(Stored data)
Issue #1443, opened 2016-02-26
usability: show warning for the fleetctl subcommands


kayrus:
Current behavior:

```
$ fleetctl destroy # start/stop/load/any fleet subcommand
# nothing is here
$ echo $?
0
```

Desired behavior:

```
$ fleetctl destroy # start/stop/load/any fleet subcommand
Too few arguments.
$ echo $?
1
```

kayrus:
relates https://github.com/coreos/fleet/issues/1445

tixxdz:
running: `fleetctl journal` 
`One unit file must be provided.`

We should just be consistent and of course tell the user that he must supply the right arguments.

jonboulle:
Following previous discussions about the semantics of `fleetctl destroy <nonexistent unit>`, and for example #1417, it's not _immediately_ obvious to me that `fleetctl destroy` should error. We need to justify making a backwards-incompatible change here

jonboulle:
How about we just write something to stderr saying "No units given"

kayrus:
and 0 exit code? ok.

PR #1460, opened 2016-03-03
fleetctl: more tests for start load command and template path

tixxdz:
Add more tests for fleetctl start and load commands, and make sure that the template unit path also works as expected. While we are it improve fleetctl test helper functions.

PR #1461, opened 2016-03-03
fleetctl: check for empty input unit strings

dongsupark:
If no unit name is given for fleetctl commands like destroy, load,
start, stop, submit, and unload, then return with exit code 0,
printing out a soft warning message to stderr.

Fixes: https://github.com/coreos/fleet/issues/1443

/cc @kayrus @tixxdz @jonboulle

### DIFF
--- a/fleetctl/destroy.go
+++ b/fleetctl/destroy.go
@@ -35,6 +35,11 @@ Destroyed units are impossible to start unless re-submitted.`,
 }
 
 func runDestroyUnits(args []string) (exit int) {
+	if len(args) == 0 {
+		stderr("No units given")
+		return 0
+	}
+
 	units, err := findUnits(args)
 	if err != nil {
 		stderr("%v", err)
--- a/fleetctl/destroy_test.go
+++ b/fleetctl/destroy_test.go
@@ -63,7 +63,7 @@ func TestRunDestroyUnits(t *testing.T) {
 		var wg sync.WaitGroup
 		errchan := make(chan error)
 
-		cAPI = newFakeRegistryForCommands(unitPrefix, len(r.units))
+		cAPI = newFakeRegistryForCommands(unitPrefix, len(r.units), false)
 
 		wg.Add(2)
 		go func() {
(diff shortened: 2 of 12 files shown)


kayrus:
@dongsupark can you put these checks somewhere in one place. these copy-pastes look terrible.

dongsupark:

» **Problem to work on**
The required output is every line above from the one with "We should just" down to the one with "and 0 exit code? ok.", restated word for word, ends included.

» **Solution**
We should just be consistent and of course tell the user that he must supply the right arguments.

jonboulle:
Following previous discussions about the semantics of `fleetctl destroy <nonexistent unit>`, and for example #1417, it's not _immediately_ obvious to me that `fleetctl destroy` should error. We need to justify making a backwards-incompatible change here

jonboulle:
How about we just write something to stderr saying "No units given"

kayrus:
and 0 exit code? ok.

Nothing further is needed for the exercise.